"Good-by. Don't forget me." She held out her hand.
Keith took it and held it for a second.
"Never," he said, looking her straight in the eyes. "Good-by"; and with a muttered good-by to Dr. Locaman, who stood with wide-open eyes gazing at him, he turned and went down the steps.
"I don't like that man," said the young Doctor. This speech sealed his fate.
"Don't you? I do," said Lois, half dreamily. Her thoughts were far from the young physician at that moment; and when they returned to him, she knew that she would never marry him. A half-hour later, he knew it.
The next morning Lois received a note from Keith, saying he had left for his home.

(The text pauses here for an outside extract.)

PR #138, opened 2022-07-15
Remove _elastica_numba folder while keeping _elastica_numba.py

### LINKED ISSUE #136: Removing _elastica_numba folder and add _elastica_numba.py for user notification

When he bade Mrs. Lancaster good-by that evening, she looked as if she were really sorry that he was going. She walked with him down the verandah toward where his carriage awaited him, and Keith thought she had never looked sweeter.
He had never had a confidante,--at least, since he was a college boy,--and a little of the old feeling came to him. He lingered a little; but just then Mrs. Nailor came out of the door near him. For a moment Keith could almost have fancied he was back on the verandah at Gates's. Her mousing around had turned back the dial a dozen years.
Just what brought it about, perhaps, no one of the participants in the little drama could have told; but from this time the relations between the two ladies whom Keith left at the hotel that Summer night somehow changed. Not outwardly, for they still sat and talked together; but they were both conscious of a difference. They rather fenced with each other after that. Mrs. Nailor set it down to a simple cause. Mrs. Lancaster was in love with Gordon Keith, and he had not addressed her. Of this she was satisfied. Yet she was a little mystified. Mrs. Lancaster hardly defined the reason to herself. She simply shut up on the side toward Mrs. Nailor, and barred her out. A strange thing was that she and Miss Huntington became great friends. They took to riding together, walking together, and seeing a great deal of each other, the elder lady spending much of her time up at Miss Huntington's home, among the shrubbery and flowers of the old place. It was a mystification to Mrs. Nailor, who frankly confessed that she could only account for it on the ground that Mrs. Lancaster wanted to find out how far matters had gone between Keith and Miss Huntington. "That girl is a sly minx," she said. "These governesses learn to be deceptive. I would not have her in my house."
If there was a more dissatisfied mortal in the world than Gordon Keith that Autumn Keith did not know him. He worked hard, but it did not ease his mind. He tried retiring to his old home, as he had done in the Summer; but it was even worse than it had been then. Rumor came to him that Lois Huntington was engaged. It came through Mrs. Nailor, and he could not verify it; but, at least, she was lost to him. He cursed himself for a fool.